# Field King 18v 190515 or CHAPIN 24v 63924



## Gotboost15psi (Jan 14, 2019)

Hey guys,
im looking into getting a battery powered backpack sprayer. Looking at field king 18v and chapin 24v sprayer. Does anyone have any experience on one or both? Your feedback would be greatly appreciated.

Kenny


----------



## J_nick (Jan 28, 2017)

I used the 24v Chapin last year and hand no issues with it. I did swap in a TeeJet tip but it probably wasn't necessary, the tip that came with it looked like it had a decent spray pattern.


----------



## Gotboost15psi (Jan 14, 2019)

J_nick said:


> I used the 24v Chapin last year and hand no issues with it. I did swap in a TeeJet tip but it probably wasn't necessary, the tip that came with it looked like it had a decent spray pattern.

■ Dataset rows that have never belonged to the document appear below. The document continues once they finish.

PR #6548, opened 2026-09-15
perf(nodes): reuse one pooled client per node instead of rebuilding it

BlindMaster24:
## What this fixes

A 100-node panel polls each enabled node continuously: heartbeat and traffic sync are `@every 5s` compile-time constants (`web.go:303-304`), so one node sees ~6 requests per 5 s tick type, ~153 HTTPS requests/second across 100 nodes. Two things made that far more expensive than it needs to be.

**A client per tick.** `probe()` (`service/node.go:1274`) called `runtime.HTTPClientForNode` directly. For `skip`, `pin` and `mtls` modes that function built a **new** `http.Client` with a **new** `http.Transport` on every call — empty pool, so every heartbeat paid a full TCP + TLS handshake, and the CPU in a TLS handshake is server-certificate signature verification, which is exactly what shows up in monitoring.

**A pool too small for the fleet.** `MaxIdleConns: 64` with one node per host: 100 hosts cannot fit in 64 global idle slots, so Go closed the excess and those connections re-handshook even where the client was already cached.

What was *already* fine, so this does not overclaim: the sync path went through `Manager.RemoteFor`, which caches `Remote` per node, so `Remote.httpClient()`'s `sync.Once` already pooled there; and `verify` mode plus plain `http` got the shared `defaultNodeHTTPClient`. The cost was the heartbeat probe (all non-verify nodes), the ad-hoc `runtime.NewRemote(n, nil)` calls in `service/node.go:728`, and the global idle cap on every path.

## The change

* `HTTPClientForNode` now caches the client per **node identity** — `id, mode, scheme, address, port, pinned cert` — with the proxy URL as a variant of it, because the heartbeat reaches a node directly while the sync path reaches it through its egress. A hit returns the pooled client.
* When a node's identity changes, its previous client is closed (`CloseIdleConnections`) and dropped: no request can be served by a client built for a trust decision that no longer applies. `InvalidateMasterClientConnections` still works unchanged — the credential-rotating transport observes the epoch on its next `RoundTrip`, which is what its doc comment already promised.
* Idle caps raised to `512` global / `8` per host, in one `newNodeTransport` helper that replaces the same struct literal in three places. Arithmetic: one idle connection per node host, plus the sync and push requests, so 512 covers a 200-node fleet with room for concurrency; the memory is a few KB per idle connection.
* Client construction is delegated to a private `buildNodeHTTPClient`; the now-unreachable `verify` fallthrough at the end of the old function is gone, since the wrapper owns that decision.

Rejected: caching keyed by node id alone, which would serve a `skip` client to a node the operator has since switched to `pin`, and would hand a direct client to a proxied request.

`TestHTTPClientForNodeReusesOneConnectionAcrossCalls` runs two calls against an `httptest` TLS server counting `http.StateNew` connections. Probe — build a client per call (the pre-change behaviour):

```
--- FAIL: TestHTTPClientForNodeReusesOneConnectionAcrossCalls (0.02s)
    tls_client_test.go:130: TLS handshakes = 2, want 1: a rebuilt client re-handshakes on every tick
```

Green after the change, and `TestHTTPClientForNodeRebuildsWhenNodeIdentityChanges` pins the cache key the security argument rests on: a node switched to `pin` (or given a proxy) must never be served the client built to skip verification.

The pre-existing tests in the same file still pass unchanged — `HTTPClientForNodeVerifyShared`, `HTTPClientForNodeMTLSRebuildsTLSConfigAfterCredentialInvalidation`, `HTTPClientForNodeProxyMTLSRebuildKeepsProxyAndNewCredential`, `HTTPClientForNodePinInvalid`, `HTTPClientForNode_ProxyPinPreservesPinEnforcement`, `HTTPClientForNode_ProxyVerifyNoPin`. That is the check that the cache did not weaken credential rotation or pin enforcement.

## Gate

* `go test ./internal/web/runtime` — green (local run through a `-overlay` that supplies a pure-Go SQLite driver; the tree's `go.mod`/`go.sum` are unchanged).
* `gofmt -l` and `go vet` on the package — clean.

## What I did not do, and why

* **Proxy paths keep `http.DefaultTransport`'s caps** (100 global / 2 per host), since `netproxy` owns that transport and only egress-tagged nodes use it. Sequential per-node ticks need one connection, so the per-host cap is not the constraint there; raising it would change every other `netproxy` caller.
* **`GetAllInboundClientIps()` is still called inside the per-node loop** (`node_traffic_sync_job.go:450`) — one full table read per node per tick. Same family, different mechanism (DB reads and pushed bytes rather than handshakes) and a separate diff; it belongs in its own PR.
* **The largest traffic win is a protocol change and needs your call:** every tick pulls the node's whole `panel/api/inbounds/list` with settings, streamSettings, sniffing and client stats, although it rarely changes. A conditional request on the existing route (node answers `304` when the body would be identical, master keeps the previous snapshot) would cut the bulk of the 1.8 KB average response. I have not written it — it changes master↔node wire behaviour and version compatibility.


BlindMaster24:
Round-1 findings, both answered in 31bc1362 and 7bc0588b.

**MEDIUM `tls_client.go:221` — the eviction loop retained every proxy variant of the current identity.** Fixed by replacing the key-prefix filter with one entry per node (`dropNodeClients`): on insert, every other entry of that node is closed and dropped, and the `verify`/`http` early return now clears the node as well — which closes the third leak you named, a node switched to `verify` keeping its old `skip`/`pin` entry forever. The cache is now bounded by the fleet size rather than by the number of operator "test node" clicks.

`TestHTTPClientForNodeKeepsOneClientPerNode` fails without this — watched red first, `cached clients for the node after "socks5://127.0.0.1:41002" = 2, want 1` — and pins the verify-mode cleanup on the same cache.

One thing I deliberately did not do: evict entries for nodes that no longer exist. This function has no view of the node table, and giving it one puts a DB read on the heartbeat path. A deleted node now costs exactly one unreachable client, the same bound as the fleet; if that should go too, it needs an explicit deletion hook instead.

**LOW — three 3-line comment blocks.** Trimmed to two lines each.

Gate on this head: `go test -overlay <pure-Go SQLite rig> ./internal/web/runtime -shuffle=on -count=1` → `ok 0.324s`; `gofmt` clean; `go.mod`/`go.sum` unmodified (the rig exists only because this container has no C compiler). The 100-node handshake reduction remains unverified here — no fleet to measure.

Awesome! Did the 24v come with different nozzles? I Just came across a video of Ryan Knorr on youtube reviewing a leaking chapin 20v. Wonder if there is much difference in design of the 20v and 24v model. Link below.


----------



## J_nick (Jan 28, 2017)

It came with and adjustable cone/jet nozzle and a flat patterned nozzle. I haven't had to dig into mine to know if there are any differences between the 20v/24v models. I used it around 10 times last year. I use it more for spot spraying or if I need to blanket spray less than ~3000sqft. I got a 3 nozzle spray trailer if I need to cover more sqft.


----------



## Gotboost15psi (Jan 14, 2019)

J_nick said:


> It came with and adjustable cone/jet nozzle and a flat patterned nozzle. I haven't had to dig into mine to know if there are any differences between the 20v/24v models. I used it around 10 times last year. I use it more for spot spraying or if I need to blanket spray less than ~3000sqft. I got a 3 nozzle spray trailer if I need to cover more sqft.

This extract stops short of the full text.